(Exercise directions):
Filter the lines below, copying only those with the string "Union".

Start of Provided records

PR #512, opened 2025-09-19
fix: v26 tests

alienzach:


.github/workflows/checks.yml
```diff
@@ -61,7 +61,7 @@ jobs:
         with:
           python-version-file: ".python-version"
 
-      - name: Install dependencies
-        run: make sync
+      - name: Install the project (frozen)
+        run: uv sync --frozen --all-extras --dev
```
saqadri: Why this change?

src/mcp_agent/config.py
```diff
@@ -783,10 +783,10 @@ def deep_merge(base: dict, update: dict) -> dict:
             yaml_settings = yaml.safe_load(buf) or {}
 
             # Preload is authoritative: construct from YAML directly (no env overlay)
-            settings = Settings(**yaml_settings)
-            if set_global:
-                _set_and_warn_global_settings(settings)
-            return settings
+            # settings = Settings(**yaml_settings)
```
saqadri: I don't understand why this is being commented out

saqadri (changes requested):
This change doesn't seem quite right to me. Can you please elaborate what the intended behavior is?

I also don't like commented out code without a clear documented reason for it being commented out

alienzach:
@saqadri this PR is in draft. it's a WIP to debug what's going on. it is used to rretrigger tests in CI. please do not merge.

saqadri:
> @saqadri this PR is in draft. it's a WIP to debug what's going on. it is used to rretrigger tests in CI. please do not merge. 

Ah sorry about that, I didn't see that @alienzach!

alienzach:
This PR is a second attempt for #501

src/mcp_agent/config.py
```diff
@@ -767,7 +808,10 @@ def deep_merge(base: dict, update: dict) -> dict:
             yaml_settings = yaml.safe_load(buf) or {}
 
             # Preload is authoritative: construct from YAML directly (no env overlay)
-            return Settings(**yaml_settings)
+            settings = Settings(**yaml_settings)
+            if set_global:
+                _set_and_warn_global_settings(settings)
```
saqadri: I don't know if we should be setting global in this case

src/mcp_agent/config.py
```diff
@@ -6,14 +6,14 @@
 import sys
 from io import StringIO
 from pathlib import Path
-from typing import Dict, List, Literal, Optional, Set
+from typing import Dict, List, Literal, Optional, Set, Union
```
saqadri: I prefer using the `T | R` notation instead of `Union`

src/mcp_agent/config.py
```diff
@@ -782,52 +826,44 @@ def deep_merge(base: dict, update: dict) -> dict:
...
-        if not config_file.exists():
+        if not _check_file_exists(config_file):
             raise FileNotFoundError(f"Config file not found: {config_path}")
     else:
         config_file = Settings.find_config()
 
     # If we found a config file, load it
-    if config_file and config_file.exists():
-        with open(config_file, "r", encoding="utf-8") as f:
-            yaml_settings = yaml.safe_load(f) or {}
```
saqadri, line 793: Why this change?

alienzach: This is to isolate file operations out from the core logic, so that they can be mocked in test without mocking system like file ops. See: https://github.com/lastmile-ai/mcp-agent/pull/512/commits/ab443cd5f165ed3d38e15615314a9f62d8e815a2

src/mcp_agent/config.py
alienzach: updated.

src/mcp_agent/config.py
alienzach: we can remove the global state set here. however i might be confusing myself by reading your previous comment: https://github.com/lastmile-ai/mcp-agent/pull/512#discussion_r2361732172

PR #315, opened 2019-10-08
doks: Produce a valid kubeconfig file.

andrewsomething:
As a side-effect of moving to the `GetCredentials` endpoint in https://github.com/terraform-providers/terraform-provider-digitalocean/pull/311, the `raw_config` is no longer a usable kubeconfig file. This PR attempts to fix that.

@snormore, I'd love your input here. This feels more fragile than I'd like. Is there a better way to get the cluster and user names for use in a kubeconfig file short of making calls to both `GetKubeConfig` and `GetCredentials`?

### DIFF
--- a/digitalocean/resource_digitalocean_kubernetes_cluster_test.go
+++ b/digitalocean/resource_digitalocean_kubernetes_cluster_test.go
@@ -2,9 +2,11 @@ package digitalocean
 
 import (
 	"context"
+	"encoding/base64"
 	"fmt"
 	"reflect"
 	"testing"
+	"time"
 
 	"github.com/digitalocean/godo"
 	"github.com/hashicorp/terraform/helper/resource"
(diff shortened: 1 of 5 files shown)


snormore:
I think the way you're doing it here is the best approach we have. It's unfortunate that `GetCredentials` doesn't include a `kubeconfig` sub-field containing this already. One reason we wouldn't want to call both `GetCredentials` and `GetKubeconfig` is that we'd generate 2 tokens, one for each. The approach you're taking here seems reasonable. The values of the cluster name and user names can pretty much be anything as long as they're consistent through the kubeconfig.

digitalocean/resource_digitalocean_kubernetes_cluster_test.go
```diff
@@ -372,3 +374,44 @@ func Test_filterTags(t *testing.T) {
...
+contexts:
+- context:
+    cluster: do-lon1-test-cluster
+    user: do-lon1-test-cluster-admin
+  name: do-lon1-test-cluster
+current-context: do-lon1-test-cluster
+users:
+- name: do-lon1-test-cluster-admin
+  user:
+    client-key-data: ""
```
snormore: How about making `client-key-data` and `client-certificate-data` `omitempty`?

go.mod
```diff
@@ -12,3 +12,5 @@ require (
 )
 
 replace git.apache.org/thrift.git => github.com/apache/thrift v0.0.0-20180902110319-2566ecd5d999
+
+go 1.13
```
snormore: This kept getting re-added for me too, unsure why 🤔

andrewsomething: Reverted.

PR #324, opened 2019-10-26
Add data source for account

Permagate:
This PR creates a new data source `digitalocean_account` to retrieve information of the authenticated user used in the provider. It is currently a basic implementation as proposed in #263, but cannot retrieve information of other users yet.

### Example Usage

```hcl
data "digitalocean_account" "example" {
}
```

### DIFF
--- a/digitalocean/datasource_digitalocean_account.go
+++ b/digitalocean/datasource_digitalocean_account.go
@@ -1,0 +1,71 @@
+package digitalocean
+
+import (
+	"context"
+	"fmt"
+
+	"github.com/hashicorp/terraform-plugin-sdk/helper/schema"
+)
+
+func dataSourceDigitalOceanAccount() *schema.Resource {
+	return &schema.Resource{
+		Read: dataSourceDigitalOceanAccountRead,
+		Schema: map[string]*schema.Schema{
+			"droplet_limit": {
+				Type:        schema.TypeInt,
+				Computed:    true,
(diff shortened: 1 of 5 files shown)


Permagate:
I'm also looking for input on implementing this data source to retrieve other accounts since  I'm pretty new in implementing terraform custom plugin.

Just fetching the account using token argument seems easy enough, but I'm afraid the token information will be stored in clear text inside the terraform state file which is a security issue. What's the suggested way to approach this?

End of Provided records

(Solved exercise):
+from typing import Dict, List, Literal, Optional, Set, Union
saqadri: I prefer using the `T | R` notation instead of `Union`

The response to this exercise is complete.